In any event, the Fed’s response function make potential tail events a mostly one-way affair right now. They’ve warned you. Take appropriate precautions – which is relatively easy now as most inflation hedges (exception precious metals) are quite cheap!

  1. Toomas
    January 17, 2020 at 2:21 pm

    Hello Michael,

    Always reading your commentary with great interest. And, like many others, have been constantly and continuously surprised and a little confused about the subdued inflationary pressures in light of the monetary and fiscal policy adventures in the US and Europe.

    I wonder if you know the work of Jeffrey Snider of Alhambra Investments. Would like to hear your views on the way he links CPI and energy/crude inflation e.g. in this article-
    https://talkmarkets.com/content/economics–politics/shutting-down-inflation?post=205908

    Thank you for the good work you are doing.

    Best regards,

    Toomas

    • January 29, 2020 at 8:27 am

      Gosh, sorry Toomas that I just saw this. Been traveling a bit. The short answer is that he’s absolutely right, the 800-lb gorilla in headline CPI is energy. And if you are forecasting this month’s numbers, you ONLY need to worry about forecasting the impact of energy. And it’s not really difficult, though there’s so much noise that it’s easy to be wrong by a tenth or two. But on a larger point, this is why policymakers ignore headline inflation and focus on core (and why personally I focus on Median, which is a better measure of the true central tendency IMO).

  2. Toomas
    January 30, 2020 at 5:36 am

    Thank you. I guess my interest is to try to understand the longer term, fundamental relationship between energy and non-energy inflation. From one point of view, energy inflation would tend to dampen demand for other items (simply less money to spend), so the relationship would be one of negative correlation. On the other, energy inflation, to the extent that it is demand-driven, reflects fundamental strength/weakness globally. I think (one of) Jeffrey Snider-s points is that commodity inflation always goes hand in hand with economic expansion so from that point of view energy and non-energy inflation would tend to be positively correlated (longer term). I wonder if you have run such computations based on historical data and what the results are.

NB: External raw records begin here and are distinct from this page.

PR #1913, opened 2026-04-30
fix(catastrophe-writer): include trend_alignment in row dict

rozavala:
## Summary

`_log_catastrophe_fill_to_ledger`'s row dict had 11 keys (no `trend_alignment`). If a catastrophe stop fill is the first writer to a missing/empty `trade_ledger.csv`, the resulting file gets an 11-col header. A subsequent regular fill writes 12-col rows (schema v10) on top — `pd.read_csv` then raises `ParserError` and every ledger consumer fails in cascade.

That's the same failure shape as the 2026-04-29 KC incident, just sourced from production code rather than the test pollution that actually triggered it on Apr 29. Latent (no production occurrences in logs to date) but real.

PR #1910 added the consumer-side defense (try/except around `pd.read_csv`); this PR adds the producer-side schema match. Both layers complement each other.

## Change

Two-line addition to the catastrophe row dict:

```python
row = {
    ...
    'reason': 'CATASTROPHE_FILL (auto-detected)',
    'trend_alignment': '',
}
```

The catastrophe writer's existing logic already does the right thing when the ledger *exists* (reads the existing header and matches the row to it). The bug is only when the catastrophe writer is the *first* writer — the `else` branch builds `fieldnames` from the row dict's keys, so missing keys → missing columns.

## Test plan

`tests/test_catastrophe_writer_schema.py` — 2 cases:

| Test | Asserts |
|---|---|
| `test_catastrophe_fill_creates_12col_header_when_no_ledger_exists` | First catastrophe write produces a 12-col header containing `trend_alignment`. |
| `test_subsequent_regular_write_does_not_break_pandas_read` | Catastrophe write followed by a regular schema-v10 row appends cleanly; `pd.read_csv` parses both rows without raising. |

Plus 20 existing `test_catastrophe_stop_remediation.py` tests still pass:

```
tests/test_catastrophe_writer_schema.py        (new, 2 tests)
tests/test_catastrophe_stop_remediation.py
22 passed
```

## Related

- PR #1910 — defensive read (consumer-side)
- PR #1912 — reconciler partial-query clamp (different defense, same incident)
- Issue #1911 — IBKR-side Flex Query 1328326 monitoring


rozavala:
**Verdict: Approve.** Surgical 2-line fix to producer-side schema; complements PR #1910's consumer-side defense.

**Value:** Catastrophe writer's row dict had 11 keys, missing `trend_alignment`. When it was the FIRST writer to a missing/empty `trade_ledger.csv`, the `else` branch at line 650-652 built `fieldnames` from `row.keys()` → 11-col header. Subsequent regular writes (12-col schema v10) would append on top → `pd.read_csv` ParserError → cascading consumer failures (close_stale_positions, TradeReconciler, PerformanceAnalyzer). Fix adds `'trend_alignment': ''` so first-writer header matches schema v10.

**Risk (load-bearing schema column — verified):**
- **Source-of-trend_alignment:** empty string `''`, NOT a recomputation. This is semantically correct: catastrophe fills are terminal events written from `on_exec_details` where only fill-level data (`detected_fill`) is in scope, not the lot's stored alignment. Mirrors how `log_trade_to_ledger` defaults `trend_alignment or ''` at utils.py:809/824 when the caller passes None.
- **Backward-compat:** consumer at `_classify_lot_for_close` line 4023 — `str(trade_row.get('trend_alignment', '') or '').upper()` — handles empty string by falling into the UNKNOWN branch (`max_holding_days` default). Legacy 11-col rows handled identically. Catastrophe lots are already closed, so holding-period classification is moot.
- **Brier orphan window (336h):** unaffected — `enhanced_brier.py` and `brier_scoring.py` don't reference `trend_alignment` directly.
- **CLAUDE.md vocabulary:** empty string is the existing UNKNOWN-fallback convention used by `log_trade_to_ledger`. No new sentinel value introduced.
- **Schema column order:** row dict ordering (timestamp → trend_alignment) exactly matches `utils.log_trade_to_ledger`'s fieldnames at utils.py:647-650.
- **Atomic writes:** writer holds `TRADE_LEDGER_LOCK` (line 637) — preserved.

**Prior art:** Same incident-class as PR #1907 (signal_generator missing column) and #1901 (startup self-check). Schema-divergence between writers is a recurring failure mode; a producer-side helper that derives schema from a single fieldnames source could prevent the next instance, but that's scope creep here.

**Trajectory fit:** Closes the 2026-04-29 KC ParserError incident at the producer side; defense-in-depth with PR #1910 (consumer) and PR #1912 (reconciler clamp). Same incident, three angles — all justified.

**Tests:** 235 passed, 0 failed, scope `catastrophe or order_manager or trend_alignment or trade_ledger or brier or schema or close_stale or reconcil`. New file `tests/test_catastrophe_writer_schema.py` directly verifies (a) 12-col header on first write and (b) pandas can parse a catastrophe-then-regular ledger. Worktree: `/home/rodrigo/real_options-claude` (review repo, not under `/home/rodrigo/real_options/`); `--basetemp=/tmp/wt-1913-tmp`. Test plan would be stronger with WITH_TREND/COUNTER_TREND/UNKNOWN coverage of the downstream consumer over a catastrophe-written row, but that's `_classify_lot_for_close`'s domain (already covered elsewhere) and a catastrophe row's alignment is always empty by design — so the missing test wouldn't add signal.

**Action:** Labeled `Ready to be merged`.

PR #1977, opened 2026-05-05
fix(price-sentinel): inner 12s timeout on reqHistoricalDataAsync (#1975)

rozavala:
## Summary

    Of course, this all feeds into the “big picture” question as to why have, despite all the monetary and fiscal efforts, inflation trends been weak (or at least weaker than one would expect, other things equal). So is energy inflation the 800-lb gorilla (if behind the scenes) not just for CPI inflation, but for inflation overall (including core). Put it another way, can there be sustained non-energy inflation without energy inflation (assuming no big substitution effects).

    To me as an investor in markets, inflation is pretty much everything. I remember too vividly how inflationary pressures ended the boom in 2000 and 2007. So looking out from today, I tend to think that the muddle-through expansion could well continue until inflationary pressures finally show up. Are energy prices the true canary?